Go through the data below and return each line containing the word "from".

───── Data to use ─────

Issue #4198, opened 2021-06-30
When saving vaccination site data - store in [transact]custom_data as an object


katherine-sussol:
Child of #4176 
 
## Is your feature request related to a problem? Please describe.
Tonga (and Kiribati??) want #4176 and this is a step required to achieve it.

## Describe the solution you'd like
See #4176

## Implementation
- When '`Confirm`' (or '`OK & Next`') are selected at the end of the vaccine dispensing flow (currently the screen where the vaccine is selected), ensure that the data entered in the form is stored in `[transact]custom_data as an object`

## Describe alternatives you've considered
Making someone unhappy? Maybe this didn't even need to be a sub-issue 🤔  can close two issues with one PR if needed though.

## Additional context
N/A

katherine-sussol:
Closed by #4209

ArpitaSussol:
Tested in mSupply V8.2.3 with Tonga-vax datafile

## Testing

Steps to reproduce or otherwise test the changes of this PR:

- [x] Create a prescription with siteData (needs FormSchema with type `VaccineSite`), check Realm Explorer (and/or export and check the contents that way) and verify that the siteData is saved to the transaction
- [x] Sync to Desktop - check via record browser that [transact].custom_data contains the site data for the vaccine prescription just created

PR #4205, opened 2021-07-02
#4176 insert step for site of vaccination

### LINKED ISSUE #4176: Vaccine dispensing: insert step for site of vaccination

Tonga would like to record the following additional data as part of the vaccination process:

- Island ( drop down field )
- Village ( drop down field, dependent on the selected Island )
- Free text field for ‘Administering Location’

- Insert a step in the wizard process which asks for
- Island, Village and administering location
- Save this data against the transaction

## Implementation

- Populate mSupply region table using the new import feature
- Create region properties to save population and geolocation data
- After this we can remove the district and population tables used by the dashboard
- Create a new JSON schema and save in mSupply ( generate island and village from the region table )
- #4197
- #4210
- #4198

katherine-sussol:
Fixes #4176

## Change summary

- Adds a step after patient editing to load a JSON form and save the submitted data into vaccinePrescription state
- Fiddled with tab heading of vaccine select page so step number is dynamic for final tab
- Hide added tab if there isn't a formSchema with type of `VaccineSite` present

## Testing

- [ ] Use realm studio to manually add a FormSchema to the realm data file and upload to device (could probably also be done on the mSupply side with 4D code and synced 😹 ), then navigate through vaccine dispensing flow

Sample schemas used (just to check stuff could be submitted):
- JSONSchema
```
{
  "title": "Step 3: Specify the vaccination site",
  "type": "object",
  "required": [],
  "properties": {
    "administeringLocation": {
      "type": "string",
      "title": "Administering Location"
    }
  }
}
```

- UISchema
```
{
  "administeringLocation": {
    "ui:emptyValue": "",
    "ui:autocomplete": ""
  }
}
```

- Nothing is done with this data yet (when the vaccine dispensing is completed it should do some stuff #4198)
- Not sure about which release version to target 🙀 
- The header style on the JSON form doesn't match the rest of the wizard 🧙 .


mark-prins:
This was my mSupply method to create the form 😉 

```
C_OBJECT($obJsonSchema; $obUiSchema; $obFormSchema)

$obJsonSchema:=New object()
$obJsonSchema.type:="object"
$obJsonSchema.title:="Step 3: Specify the vaccination site"
$obJsonSchema.required:=New collection()
$obJsonSchema.properties:=New object()
$obJsonSchema.properties.administeringLocation:=New object()
$obJsonSchema.properties.administeringLocation.type:="string"
$obJsonSchema.properties.administeringLocation.title:="Administering Location"

$obUiSchema:=New object()
$obUiSchema.administeringLocation:=New object()
$obUiSchema.administeringLocation["ui:emptyValue"]:=""
$obUiSchema.administeringLocation["ui:autocomplete"]:=""

$obFormSchema:=ds.form_schema.new()
$obFormSchema.ID:=UUID_generate
$obFormSchema.type:="VaccineSite"
$obFormSchema.version:=1

$obFormSchema.json_schema:=$obJsonSchema
$obFormSchema.ui_schema:=$obUiSchema

$obFormSchema.save()
```

mark-prins:
How about targeting v8.1.1 - there's nothing else going in to the release afaik

katherine-sussol:
> How about targeting v8.1.1 - there's nothing else going in to the release afaik

Sounds good 😸  - will leave the base as `release/8.1.1 `👍

src/widgets/Tabs/VaccineSiteSelect.js
```diff
@@ -0,0 +1,85 @@
...
+import { VaccinePrescriptionActions } from '../../actions/Entities/index';
+import { WizardActions } from '../../actions/WizardActions';
+
+const { pageTopViewContainer } = globalStyles;
+
+const VaccineSiteSelectComponent = ({ onCancel, onComplete, siteSchema }) => {
+  const [{ formData, isValid }, setForm] = useState({ formData: null, isValid: false });
+  return (
+    <FlexView style={pageTopViewContainer}>
+      <JSONForm
```
mark-prins, line 33: I wrapped this in `Paper` to get the same header style.. though that will require the JSON form to lose it's paper-ness in order to look right. Either that or pass in a header style to the JSON form.. either way, it would be nice to update the header style.

mark-prins (approved):
that's very nice! 😄 
works well, with my only real concern being the style of the header, which you know about already

src/widgets/Tabs/VaccineSiteSelect.js
katherine-sussol: Tried the `Paper` method...Removed title from the JSON Schema and made the JSON Form Paperisation dependant on the presence of a title 
83f21d0
76bc1a3

```
{
  "type": "object",
  "required": [],
  "properties": {
    "administeringLocation": {
      "type": "string",
      "title": "Administering Location"
    }
  }
}
```

image

src/localization/vaccineStrings.json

─────

Your solution:
- Create a new JSON schema and save in mSupply ( generate island and village from the region table )
+import { VaccinePrescriptionActions } from '../../actions/Entities/index';
+import { WizardActions } from '../../actions/WizardActions';
katherine-sussol: Tried the `Paper` method...Removed title from the JSON Schema and made the JSON Form Paperisation dependant on the presence of a title 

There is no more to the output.